文本转语音

pipeline

文本转语音管道将文本生成语音。

示例

以下展示了一个使用此管道的简单示例。

from txtai.pipeline import TextToSpeech

# 创建并运行管道
tts = TextToSpeech()
tts("在这里说些什么")

# 流式音频 - 增量生成音频片段
yield from tts(
  "在这里说些什么。再说些别的。".split(),
  stream=True
)

# 使用说话者ID生成音频
tts = TextToSpeech("neuml/vctk-vits-onnx")
tts("在这里说些什么", speaker=15)

# 使用说话者嵌入生成音频
tts = TextToSpeech("neuml/txtai-speecht5-onnx")
tts("在这里说些什么", speaker=np.array(...))

请参阅以下链接以获取更详细的示例。

笔记本	描述
文本转语音生成	从文本生成语音

此管道由Hugging Face Hub中的ONNX模型支持。以下是目前可用的模型。

ljspeech-jets-onnx
ljspeech-vits-onnx
vctk-vits-onnx
txtai-speecht5-onnx

配置驱动示例

管道可以通过Python或配置运行。管道可以通过配置使用管道的类名的小写形式实例化。配置驱动的管道可以通过工作流或API运行。

config.yml

# 使用类名的小写形式创建管道
texttospeech:

# 使用工作流运行管道
workflow:
  tts:
    tasks:
      - action: texttospeech

使用工作流运行

from txtai import Application

# 使用工作流创建并运行管道
app = Application("config.yml")
list(app.workflow("tts", ["在这里说些什么"]))

使用API运行

CONFIG=config.yml uvicorn "txtai.api:app" &

curl \
  -X POST "http://localhost:8000/workflow" \
  -H "Content-Type: application/json" \
  -d '{"name":"tts", "elements":["在这里说些什么"]}'

方法

管道的Python文档。

`init(path=None, maxtokens=512, rate=22050)`

Creates a new TextToSpeech pipeline.

Parameters:

Name	Description	Default
`path`	optional model path	`None`
`maxtokens`	maximum number of tokens model can process, defaults to 512	`512`
`rate`	target sample rate, defaults to 22050	`22050`

Source code in txtai/pipeline/audio/texttospeech.py

def __init__(self, path=None, maxtokens=512, rate=22050):
    """
    Creates a new TextToSpeech pipeline.

    Args:
        path: optional model path
        maxtokens: maximum number of tokens model can process, defaults to 512
        rate: target sample rate, defaults to 22050
    """

    if not TTS:
        raise ImportError('TextToSpeech pipeline is not available - install "pipeline" extra to enable')

    # Default path
    path = path if path else "neuml/ljspeech-jets-onnx"

    # Target sample rate
    self.rate = rate

    # Load target tts pipeline
    self.pipeline = ESPnet(path, maxtokens, self.providers()) if self.hasfile(path, "model.onnx") else SpeechT5(path, maxtokens, self.providers())

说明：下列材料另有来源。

PR #59, opened 2022-08-01
cli: add display message utility

audrium:
closes https://github.com/reanahub/reana-client-go/issues/2

Built on top of [cli: implement loglevel flag](https://github.com/reanahub/reana-client-go/pull/54)

This PR introduces an utility similar to [display_message() in Python client](https://github.com/reanahub/reana-client/blob/master/reana_client/printer.py#L21) to colorize the output in `reana-client-go`

### DIFF
--- a/utils/display.go
+++ b/utils/display.go
@@ -14,7 +14,25 @@ import (
 	"io"
 
 	"github.com/jedib0t/go-pretty/v6/table"
+	"github.com/jedib0t/go-pretty/v6/text"
 )
+
+type MessageType int
+
+const (
+	Success MessageType = iota
+	Warning
+	Error
+	Info
+)
+
+func (m MessageType) String() string {
+	return []string{"SUCCESS", "WARNING", "ERROR", "INFO"}[m]
+}
+
+func (m MessageType) Color() text.Color {
+	return []text.Color{text.FgGreen, text.FgYellow, text.FgRed, text.FgCyan}[m]
+}
 
 func DisplayTable(header []string, rows [][]any, out io.Writer) {
 	// Convert to table.Row type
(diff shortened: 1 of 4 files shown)


utils/display.go
```diff
@@ -51,3 +54,35 @@ func DisplayJsonOutput(output any, out io.Writer) error {
...
+	}
+	fmt.Fprintf(out, "%s%s\n", prefixTpl, message)
+}
+
+func colorizeMessage(msg string, msgType string) string {
+	colors := map[string]text.Color{
+		"success": text.FgGreen,
+		"warning": text.FgYellow,
+		"error":   text.FgRed,
+		"info":    text.FgCyan,
```
mdonadoni, line 85: (minor) What about using an enum for the message type, both here and in `DisplayMessage`? Go doesn't really have enums, but something similar can be done like this: https://github.com/jedib0t/go-pretty/blob/eb654fb730581a1a87290d9b1087867232a7b314/text/color.go#L33-L48

audrium: Tried to quickly implement something, but it looked a bit messy, since we have to define an enum and still a map to match the values

mdonadoni: What I wanted to achieve was to avoid having to use strings to call the function, that is having to pass `"success"` or one of the other options, as it is quite error prone (e.g. typos that go unnoticed). Maybe we can at least define them as constants?

Something like this:
```go
type MessageType string

const (
    Success MessageType = "success"
    ...
)
```

Inside the functions we can just convert them back to strings, so that we do not have to change the functions' code. What do you think? Are there any other cons I am missing?

audrium: Thanks for the feedback, I think I managed to find a nice solution, please have a look

mdonadoni: I think this solution is great!

mdonadoni (approved):
LGTM! Well done!

PR #60, opened 2022-08-02
cli: handle env var configuration and validation

### LINKED ISSUE #45: cli: centralize logic that handles env variables configuration

audrium:
closes #45
 
 Built on top of https://github.com/reanahub/reana-client-go/pull/59
 
 Introduces viper library to bind and set environment variables to the flags. Also added a way to validate flags in `PersistentPreRunE`

To test make sure that setting a flag overrides envar value:
```
$ REANA_WORKON="value1" go run . du -w value2 # value2 should be used
```


cmd/root.go
```diff
@@ -57,10 +59,68 @@ func (o *rootOptions) run(cmd *cobra.Command) error {
...
 	return nil
 }
 
+func validateFlags(cmd *cobra.Command) error {
+	token := cmd.Flags().Lookup("access-token")
+	serverURL := viper.GetString("server-url")
+	workflow := cmd.Flags().Lookup("workflow")
+
+	if token != nil {
+		tokenValue := fmt.Sprintf("%v", token.Value)
```
mdonadoni, line 80:
```suggestion
		tokenValue := token.Value.String()
```
WDYT?

cmd/root.go
```diff
@@ -57,10 +59,68 @@ func (o *rootOptions) run(cmd *cobra.Command) error {
...
+		if err := validation.ValidateAccessToken(tokenValue); err != nil {
+			return err
+		}
+		if err := validation.ValidateServerURL(serverURL); err != nil {
+			return err
+		}
+	}
+
+	if workflow != nil {
+		workflowValue := fmt.Sprintf("%v", workflow.Value)
```
mdonadoni, line 90:
```suggestion
		workflowValue := workflow.Value.String()
```

cmd/list.go
```diff
@@ -82,21 +81,8 @@ func newListCmd() *cobra.Command {
...
-				return err
-			}
-			if err := validation.ValidateServerURL(o.serverURL); err != nil {
-				return err
-			}
-			if err := o.run(cmd); err != nil {
-				return err
-			}
-			return nil
+			o.serverURL = viper.GetString("server-url")
```
mdonadoni, line 84: On an unrelated note, it might be a good idea to also have a command flag for the server URL in the future. Do you know if there is a reason why we do not do it in the Python client?

mdonadoni (commented):
Looks good! We don't use many of viper's features, but they might become useful in the future

cmd/list.go
audrium: Indeed I had the same question why there is a flag for a token and not for a server url. @tiborsimko, do you remember the reason?

cmd/root.go
```diff
@@ -60,11 +61,70 @@ func (o *rootOptions) run(cmd *cobra.Command) error {
...
+			return err
+		}
+	}
+
+	if workflow != nil {
+		workflowValue := workflow.Value.String()
+		if err := validation.ValidateWorkflow(workflowValue); err != nil {
+			return err
+		}
+	}
```
mdonadoni, line 97: I have an issue with the `list` command:
```console
$ ./reana-client-go list 
Error: workflow name must be provided either with `--workflow` option or with REANA_WORKON environment variable
```
Can you reproduce this?

audrium: Nice find! Indeed `--workflow` flag for `list` command is different compared to the other commands. It's optional and should not be validated in this way

audrium: Fixed it by manually setting the `--workflow` flag for `list` command to be `Changed` (as if the user would set the value) to skip the validation and setting `REANA_WORKON` environment variable value. A bit hacky solution, but could not come up with anything cleaner. Alternative would be to handle `--workflow` validation and setting of `REANA_WORKON` value in each of the commands which is not great either

mdonadoni: I haven't investigated much, but it seems there is a way to [mark a flag as required](https://pkg.go.dev/github.com/spf13/cobra#MarkFlagRequired). Maybe using this it's possible to set in each command whether the flag is required or not, but only do the actual validation in a single place inside `validateFlags`?

audrium: After playing a lot with cobra and pflag api and trying various options similar to what you mentioned I came up with one solution which might be the cleanest. It's based on the flag usage information, since for required workflow flags it's all the same as [here](https://github.com/reanahub/reana-client/blob/e1971cac6bb039053037c1be9e2c0958eb7e0558/reana_client/cli/utils.py#L116). Please have a look

mdonadoni: For sure it works, but it still is an hacky solution. Have you also looked at annotations (see [`SetAnnotation`](https://pkg.go.dev/github.com/spf13/pflag#FlagSet.SetAnnotation) and [`Flag.Annotations`](https://pkg.go.dev/github.com/spf13/pflag#Flag))? Maybe we can use them to annotate the `workflow` flag in `list`, and then we can check that when doing binding/validation. The annotation can be something like `do_not_bind_to_env` or similar. This would replace the check done on the usage string. What do you think?

audrium: Tried annotations with the older approach and it was very verbose to use it, but now it fits quite nicely. I think it's better than relying on the usage string indeed

mdonadoni (approved):
LGTM!

PR #61, opened 2022-08-02
cli: use dataframe library to manipulate tabular data

### LINKED ISSUE #43: cli: Replace table logic with an external library
Table data is and will be strongly present in the client. Currently, this logic is being handled manually with slices. It would be good to use an external library (maybe dataframes or something like [tablib](https://tablib.readthedocs.io/en/stable/))

Replace any existing code that can be improved by this

### LINKED ISSUE #44: cli: ensure `format` flag respects the order passed in the command
Just like discussed in #39, the `format` flag currently does not respect the order of headers that is passed in the flag. For example:

**Expected:**
```
$ reana-client list --format run_number,name
RUN_NUMBER   NAME                   
1            reana-demo-root6-roofit
```

**Currently:**
```
$ go run . list --format run_number,name
 NAME                     RUN_NUMBER
 reana-demo-root6-roofit  1    
 ```

### PR DESCRIPTION
**Pull request by BrunoRosendo**
closes #43 
closes #44

### CODE REVIEW

File: cmd/list.go [hunk 1]
```diff
@@ -248,12 +245,12 @@ func displayListPayload(
 				if humanReadable {
 					value = workflow.Size.HumanReadable
 				} else {
-					value = workflow.Size.Raw
+					value = int(workflow.Size.Raw)
```
BrunoRosendo, line 248: This cast was needed because the library doesn't support `int64`. Any ideas of improvements would be welcome

audrium (approved):
Very nice work!
P.S. rebase is needed

PR #64, opened 2022-08-04
cli: standardize the way filters are being handled in different commands

### LINKED ISSUE #53: cli: standardize the way filters are being handled in different commands
As discussed in [this comment](https://github.com/reanahub/reana-client-go/pull/51#discussion_r930838279), the filters are currently being handled by different ways in different commands (e.g., list uses `utils.ParseFilterParameters` while logs uses `parseLogsFilters`). This happens because they have different filters that have slight differences on their validation and work in the same way as the Python client.

However, we could have a standard and general way of handling filters. For example, we could define a struct `Filters` with functions to validate them given a list of filters, to get them (e.g `get("key")` or `getStatus()`), among others that might prove useful.

BrunoRosendo:
closes #53


cmd/du.go
```diff
@@ -103,7 +103,12 @@ func newDuCmd() *cobra.Command {
 
 func (o *duOptions) run(cmd *cobra.Command) error {
 	filterNames := []string{"size", "name"}
-	_, searchFilter, err := utils.ParseFilterParameters(o.filter, filterNames)
+	filters := utils.NewFilters(nil, filterNames)
```
audrium, line 106: Minor: maybe `NewFilters()` could also accept the filter values (`o.filter`) and call `AddFilters()` internally to initialize?
Or do you think there is a reason to keep the two steps separated?

I mean it could be used like this:
```go
filters, err := utils.NewFilters(nil, filterNames, o.filter)
if err != nil {
    return err
}
```

audrium (commented):
Very nice work, it works as expected!
Left couple of minor suggestions, but it looks good to me!

cmd/du.go
BrunoRosendo: I agree, it becomes less verbose this way

audrium (approved):
LGMT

`call(text, stream=False, speaker=1)`

Generates speech from text. Text longer than maxtokens will be batched and returned as a single waveform per text input.

This method supports text as a string or a list. If the input is a string, the return type is audio. If text is a list, the return type is a list.